Sunday, May 27, 2007

Al Jazeera: A Force for Change

Jeb Koogler from The Moderate Voice blogged Take a look at this clip from Al Jazeera:

Despite all the criticism that it gets, only on Al Jazeera do you have such open, intense forums for debate where secular activists like Wafa Sultan can have their voices heard.
Al Jazeera certainly runs a lot of Anti-American stuff, but I have to congratulate them for broadcasting Wafa Sultan, speaking in Arabic, to an Arabic audience. And I am very happy that Wafa is brave enough to appear in that situation, and take the position she takes.
This video, for instance, is a segment of a program with Faisal al-Qasim, the host of the political debate show, The Opposite Direction. On his show, Qasim regularly puts forward a highly controversial question (”Why are Muslims attracted to terrorism?” or “Will Arab dictators ever step down?“) and then pits two people with opposing viewpoints against each other. One of the things that’s so amazing about The Opposite Direction is that it not only deals with extremely controversial issues, Qasim also consistently arranges the discussion to be between two equally knowledgeable and respected figures on both sides of the argument.
I wish our MSM would do that.
There is, of course, a lot of discussion about Al Jazeera as being an anti-American network that, among other things, portrays the Iraqi insurgency in a positive light. But, these accusations aside, Al Jazeera, as one of the only independent popular tv networks in the region, is (overall) truly an incredibly positive force for change in the region. Besides Qasim’s show, Al Jazeera hosts a range of different programs that regularly challenge Arab dictators, question social norms, and promote free speech. And it’s not just academics and Westerns who watch the network. The Opposite Direction, for example, is among the most popular tv shows in the entire Arab world.

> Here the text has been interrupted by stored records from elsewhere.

PR #244, opened 2024-04-16
Change the submission of solver JSON to user JSON

benflexcompute:
Solver side PR: https://github.com/flexcompute/Flow360Core/pull/1197
testcases PR: https://github.com/flexcompute/testcases/pull/543

### DIFF
--- a/flow360/component/case.py
+++ b/flow360/component/case.py
@@ -312,7 +312,7 @@ class CaseDraft(CaseBase, ResourceDraft):
         data = {
             "name": self.name,
             "meshId": volume_mesh_id,
-            "runtimeParams": self.params.flow360_json(),
+            "runtimeParams": self.params.json(),
             "tags": self.tags,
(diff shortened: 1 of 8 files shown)


flow360/component/case.py
```diff
@@ -312,7 +312,7 @@ def submit(self, force_submit: bool = False) -> Case:
         data = {
             "name": self.name,
             "meshId": volume_mesh_id,
-            "runtimeParams": self.params.flow360_json(),
+            "runtimeParams": self.params.json(),
```
maciej-flexcompute, line 315: I think we need to tie this python (develop branch) to one version of solver so that we can still use develop branch to submit cases. Is solver ready?

benflexcompute: Good question. I have a PR for Core listed above. I am still working on testcases PR which changed quite a bit because of this.

maciej-flexcompute (approved):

Also, it’s interesting to note that Sheikh Hamad bin Khalifa al-Thani, the leader of Qatar who essentially founded the network a few years ago, has gone to great pains to ensure that it remains free and uncensored. This is quite incredible, given that al-Thani himself is an Arab autocrat (albeit a fairly progressive and reform-minded one.) As a result of his support, Al-Thani has found himself quite isolated by his neighbors, many of whom have become upset by the fact that he continues to allow Al Jazeera to broadcast within his country. Saudi Arabia, in particular, has tried multiple times to shut down the network with little success. And, let’s be honest, if Al Jazeera ticks off the Saudi royal family with its controversial debate shows, and its unflinching news coverage, it’s probably doing something right.